My theory is that this error happens because something changed in the packages of centos 7.2. we know that tcmalloc creates false positive in valgrind already. And since it's used by the boost library it's not surprising that we see a valgrind issue. We should check why we did not have that before (but centos 7.2 was added recently so it may not be easy).
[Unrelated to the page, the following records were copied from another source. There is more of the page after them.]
Issue #874, opened 2016-11-07
provide json representation of modules


loomis:
Provide a rudimentary JSON representation of modules to allow chooser and searching facilities through the ClojureScript API.

loomis:
A simpler solution may be to just do an automated translation of XML to JSON, rather than trying to generate the JSON from the underlying objects.  See the [documentation](http://javadox.com/org.json/json/20151123/org/json/XML.html) for the org.json library.

PR #890, opened 2016-12-06
add simple conversion of xml to json

loomis:
Connected to #874.

### DIFF
--- a/jar-service/pom.xml
+++ b/jar-service/pom.xml
@@ -158,6 +158,11 @@
 		</dependency>
 
 		<dependency>
+			<groupId>org.json</groupId>
+			<artifactId>json</artifactId>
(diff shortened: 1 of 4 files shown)


loomis:
There is an open issue that needs more investigation: any client that doesn't explicitly specify a media type may get either XML or JSON.  This may cause clients that were expecting XML by default to fail.  We need to determine if all of our clients send requests with explicit media type(s).

loomis:
Looking through the client code briefly, it appears that we always explicitly ask for XML when we need it. So, in principle providing JSON in addition to XML should not break anything.  I've checked that asking for JSON does return a correct JSON document with a literal translation of the XML content.  This works for all module types and for the run resource.

Issue #685, opened 2016-04-06
Tags order modified


WinstonSureChill:
When deploying an application, I specify tags, and it appears that sometimes Slipstream doesn't store the tags in the same order I initially specified them.

For example, when I deploy an application with tags `elouan, dev, DNS-namespaces`, tags are stored in this different order: `DNS-namespaces, dev, elouan`.

However, when I deploy a single component (not a whole application) with the same tags (`elouan, dev, DNS-namespaces`), the order is preserved.

For a little bit of context, my team is planning to do some introspection using tags, and in our code we expect them to be in the specific order in which we specified them initially.

As a solution, we can get rid of the order by using the following tag format: `key1_value1, key2_value2, key3_value3`, but it makes it heavier and we would prefer to rely on the order.

WinstonSureChill:
Finally we decided not to rely on the tag order

mebster:
Hi.  Thanks for sharing this.  We'll discuss this issue and either make it clear in the documentation that tags are unordered, or make it ordered in all cases.

rbf:
For reference, the server is not involved on that: the client sanitises the tag list before sending it to the server by removing duplicates and sorting it alphabetically. As correctly reported by @WinstonSureChill, the deploy dialog in the component page does not include the  sanitation code.

I've opened an issue in the UI module for this: https://github.com/slipstream/SlipStreamUI/issues/577.

PR #891, opened 2016-12-07
Issue #685 instance type at runtime

st:
Connected to https://github.com/slipstream/SlipStreamUI/issues/685
To be merged with other PRs (UI and Openstack connector).


loomis:
The change for the UI must be reapplied.  See slipstream/SlipStreamUI#700 and the associated PR for what needs to be uncommented in `modal_dialogs.js`.

PR #906, opened 2017-01-17
publish prs-service-dep

loomis:
Connected to SixSq/tasklist#977.

This turns out only to be a problem for the PRS Service jar file.  All the other "dep" repositories already install/deploy the pom files.


loomis:
Make a mess of this.  Deleting...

And check if it also happens on master / jewel runs ? And check if maybe there is a suppression somewhere in these branches that already deal with the issue ? Or maybe there is a package upgrade that fixes it system wide for centos 7.2 ?

Actions #10

Updated by Samuel Just about 8 years ago

  • Priority changed from Normal to Urgent
Actions #11

Updated by Loïc Dachary about 8 years ago

  • Assignee set to Loïc Dachary
Actions #12

Updated by Sage Weil about 8 years ago

the problem here is that it didn't use the notcmalloc package .. tcmalloc and valgrind to not mix.

Actions #13

Updated by Sage Weil about 8 years ago

  • Status changed from 12 to Can't reproduce

teuthology pulled packages from teh right url, but apparently it build incorrectly because it still linked against tcmalloc.

the gitbuilder.ceph.com build is gone, though, so i can't verify.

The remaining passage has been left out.